YOUR GOAL — Find all lines in the listing that include the word "opposite", then copy them.

######

PR #178, opened 2023-03-01
Docs: supporting MacOS

kiwicopple:
I tried following the docs and immediately ran into an error `Long arguments are not supported on MACOS`

This change is a suggestion to add better MacOS support. If you agree with the approach, I can do the same for the other commands.

### DIFF
--- a/tools/pg_tle_manage_local_extension/README.md
+++ b/tools/pg_tle_manage_local_extension/README.md
@@ -75,7 +75,8 @@ OPTIONS:
 
     -p, --extpath <Extension Path>
           A required parameter for install action.
-          Local path of the extension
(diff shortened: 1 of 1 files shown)


jkatz:
@kiwicopple Ah nice! That's why I had trouble running that on my Mac 😄 

+1 for this approach.

kiwicopple:
I've been travelling for the past few weeks @jkatz - I won't get a chance to finish the PR this month. Feel free to close or merge

jkatz:
@kiwicopple Thanks. I'm leaning towards merging but need to do a quick test on my Mac :smile:

jkatz (approved):

PR #192, opened 2023-04-14
Better error handling when an extension doesn't exist

### LINKED ISSUE #187: Error message creating non-existent extension with pg_tle installed
## Current Behavior
When pg_tle is installed abut not created and a user attempts to create an extension that does not exist e.g.

```sql
create extension not_available;
```
It returns a misleading error message:
```
ERROR:  schema "pgtle" does not exist
```
rather than the default
```
ERROR:  extension "not_available" is not available
```
That error message goes away if pg_tle is created, or created and dropped i.e.
```
create extension pg_tle;
drop extension pg_tle;
create extension not_available;'
-- ERROR:  extension "not_available" is not available
```

## Expected Behavior

Creating a non-existent extension on a fresh db with pg_tle installed but not created does not impact error messages.

## Local Reproduction Case

Start a fresh instance of postgres with pgt_tle installed, but not created:
```sh
docker run -it \
  -e POSTGRES_PASSWORD=password \
  -e POSTGRES_USER=postgres \
  -e POSTGRES_DB=db \
  -p 4440:5432 \
  -d supabase/postgres:15.1.0.65
```

Connect to the database and try to create an extension that doesn't exist
```sh
PGPASSWORD=password PGHOST=0.0.0.0 psql \
  -p 4440 \
  -U postgres \
  -c 'create extension does_not_exist;'
```
Returns `ERROR:  schema "pgtle" does not exist`

jkatz:
If the shared preload library for "pg_tle" is loaded but the "pg_tle" extension is not activated and a user tries to install an extension that does not exist, pg_tle would give an error of the form "cannot find pgtle schema". However, while true, this is not a helpful error message.

The issue was due to the ProcessUtility hook firing even though the "pg_tle" extension itself was not active. To avoid this, we add a check to the PU hook to only run its custom logic when we know that "pg_tle" is installed.

fixes #187


jkatz:
Some notes to consider:

* Move the load checks to a function to better encapsulate.
* Consider moving the standard PU execution portion to its own call (though note the compatibility layer in place)
* Add tests 😄

PR #197, opened 2023-05-22
Support building pg_tle with Postgres 16devel sources

gurjeet:
Before this patch, compiling pg_tle against master branch (Postgres
16devel) leads to compiler errors, complaining about absence of function
get_extension_schema().

This commit improves the preprocessor macro's test condition to better
target the Postgres commits that don't contain the relevant change in
Postgres commit history.

### DIFF
--- a/src/tleextension.c
+++ b/src/tleextension.c
@@ -381,14 +381,48 @@ funcstat(char *procedureName)
 	return found;
 }
 
-#if (PG_VERSION_NUM < 160000)
+#if (PG_VERSION_NUM < 160000) || (CATALOG_VERSION_NO < 202303081)
 /*
  * get_extension_schema - given an extension OID, fetch its extnamespace
  *
  * Returns InvalidOid if no such extension.
  *
- * Note: e20b1ea157 makes this an external function, so we do not need
- * to define this for newer version of PostgreSQL.
+ * Note: This code is borrowed from Postgres sources. Postgres' commit
+ * e20b1ea157 makes this an external function, so we do not need to define this
+ * function for Postgres versions 16 and later.
+ *
+ * But while Postgres version 16 is in development, we need a way to build this
+ * extension against the pre-release versions of Postgres 16. While in
+ * development, the value of PG_VERSION_NUM is not granular enough to tell us
+ * if the commit we're interested in is present in the Postgres development
+ * version we're working with.
+ *
+ * Ideally, when building against Postgres commit e20b1ea157, or any descendant
+ * commits, we should not define this function. But we do not have the ability
+ * to target a range of commits in the preprocessor directives. So we use the
+ * Catalog version identifier as a proxy to get as close to that commit, as
+ * possible. Postgres commit 30a53b7929 is the first commit after e20b1ea157
+ * that changes the Catalog version number, and sets it to 202303081. So we use
+ * that Catalog version number in the preprocessor condition, to demarcate
+ * which range of commits in v16 development version should this function be
+ * hidden from, and for which ones we should define it.
+ *
+ * There are still 14 commits in the range [e20b1ea157, 30a53b7929) that this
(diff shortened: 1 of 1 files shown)


jconway (commented):
The version number check is the normal way to do this. Why add the catalogue check?
 -1

jkatz:
Agree with @jconway -- as long as this continues to work against HEAD I don't see any reason to change this. If something changes in HEAD that affects compatibility, we should fix it.

gurjeet:
The core concern is that if an extension supports PG version N, then it should support version N+1 as well, even while N+1 is in development mode. pg_tle supports Postgres version 15, but it cannot be built with many commits that are in 16devel.

A full reasoning is provided in the comments in the file. See [src/tleextension.c#L394](https://github.com/aws/pg_tle/blob/2522892b5077212c443dffaa5c57063fdf9e76ce/src/tleextension.c#L394) in the patch.

In short, though, pg_tle supports Postgres 15, but there are many commits in Postgres master branch (Postgres 16devel) that pg_tle fails to build against. They all error out with the following error.

    src/tleextension.c:3622:16: error: implicit declaration of function 'get_extension_schema' is invalid in C99 [-Werror,-Wimplicit-function-declaration]
                            reqschema = get_extension_schema(reqext);

The check `PG_VERSION_NUM < 16` evaluates to false for any commit after 16devel was stamped.

> d31d30973a1 2022-06-30 Stamp HEAD as 16devel.

This patch is an attempt to build pg_tle with as many commits of the master (16devel) branch, as possible.

Ideally, we'd like the ability to check for a specific commit/change number in preprocessor directives, to precisely identify a point in development history that includes the change we're interested in. But I also get the point that an out-of-tree extension should not bother itself with devel branches of Postgres, because devel, Beta, and RC versions will never be encountered in production.

So I guess the message is that extension developers should wait for at least Beta releases of Postgres to begin coding against the newer version, and not try to build against devel versions.

To that end, I tried building pg_tle against Beta versions of Postgres 15, and it failed to build against 15 Beta1 and 15 Beta2. This is documented in PR #198.

But, to be honest, as an extension developer I would like to build and test my extension with every commit, to ensure that there are no breaking changes in Postgres. For example, Postgres commit a2095f7fb5 fixed a bug that affected Index Advisor extension, and I would have liked to know that breakage as soon as it was introduced in the master/devel branch of Postgres 9.0.

I intend to raise this concern in -hackers, and see if there is a better technique we can adopt to let out-of-tree extensions build with in-development versions of Postgres. That will require being able to identify commits/ranges with a monotonically increasing integer value, similar to `CATALOG_VERSION_NO`.

For another example why we might need the ability to identify certain commits, my Postgres build script fails to run configure unchanged, ever since a the recent introduction of icu-support-by-default change. That is easier to handle since mine is a Bash function that can acccept `--without-icu` flag, and it has access to all the Postgres source code and Git history. But the extensions do not have this luxury, and hence have to stop developing and building against master/HEAD until the development branch is in promoted to Beta.

gurjeet:
Having said the above, feel free to close this issue, because I feel it's a larger issue that needs to be addressed by Postgres, and not the extension developers.

jkatz:
> To that end, I tried building pg_tle against Beta versions of Postgres 15, and it failed to build against 15 Beta1 and 15 Beta2.

Given PG15 is GA, there's no reason why this has to work against old beta versions. Even during the beta period, as soon as a new beta comes out, all the previous betas are mooted. Ensuring an extension works against previous betas is not a requirement.

If the main issue is we need to fix compilation against an unreleased version of PostgreSQL, that's fine -- and in fact that's relatively normal. While the community tries to keep the ABI stable after beta 1, things can (and do) change to help with the stability of the release. Once we GA, typically the ABI stays stable, though there have been changes known to occurs. That's in part why we keep a CI/CD with `pg_tle` to help ensure we continue building.

Closing this PR.

PR #198, opened 2023-05-22
Make a comment more technically correct

gurjeet:
The macro definition set_config_option_ext(), protected by the
preprocessor check 'PG_VERSION_NUM < 150000', allows us to build pg_tle
with Postgres versions 15 Beta3 and above, but it does not help when
building with Postgres 15beta2 or earlier.

### DIFF
--- a/include/compatibility.h
+++ b/include/compatibility.h
@@ -97,9 +97,9 @@
 #endif
 
 /*
- * PostgreSQL 15 introduces the ability to assign permissions to adjust server
- * variables. This adds the call for the new function in previous PostgreSQL
- * versions.
+ * PostgreSQL 15 Beta3 (commit a2944d8724) introduces the ability to assign
+ * permissions to adjust server variables. This adds the call for the new
+ * function in PostgreSQL 14 and earlier.
  */
 #if PG_VERSION_NUM < 150000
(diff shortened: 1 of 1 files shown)


jkatz:
I'm OK to specify the commit in the comment, but the "Beta 3" part is not needed. Each beta release is mooted as soon as the new beta comes out, so it doesn't matter which beta release it's in. What matters is the major.

gurjeet:
Comment updated and removed the commit-id, as requested.

jkatz:
That's the opposite of what I said:

> I'm OK to specify the commit in the comment, but the "Beta 3" part is not needed.

gurjeet:
Sorry, I read you message to mean the exact opposite of what you said. Must've
been distracted at the moment.

Give your clarification of how to treat Postgres Betas, and reading the
[original patch][] of this PR, I don't feel it adds anything useful for the
reader.

The patch was initially proposed to accompany PR #197, where I had discovered a
problem for extension developers, and this change in comment would have served
as an example of that discovered problem. Since PR #197 was closed without
merging (because that concern is better addressed by Postgres community), I am
closing this PR as well.

[original patch]:
https://github.com/aws/pg_tle/pull/198/commits/1589140ee99c2e2b82d7eded4398edf804f6ccf0

PR #203, opened 2023-06-08
Removed dead/unreachable return statements

gurjeet:
Code after ereport(ERROR) and elog(ERROR) calls is unreachable, so
remove such code.


gurjeet:
As mentioned in my closing comment of PR #204, when making this proposal I did
not consider the fact that pg_tle uses code heavily borrowed from Postgres.
Hence closing this PR for the same reason as PR #204.

Since this PR has actual code changes (vs. PR #204's formatting changes),
please feel free to reopen it, if you think these changes don't affect the
complexity of future merges from Postgres sources.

######

RESULT —
That's the opposite of what I said:
Sorry, I read you message to mean the exact opposite of what you said. Must've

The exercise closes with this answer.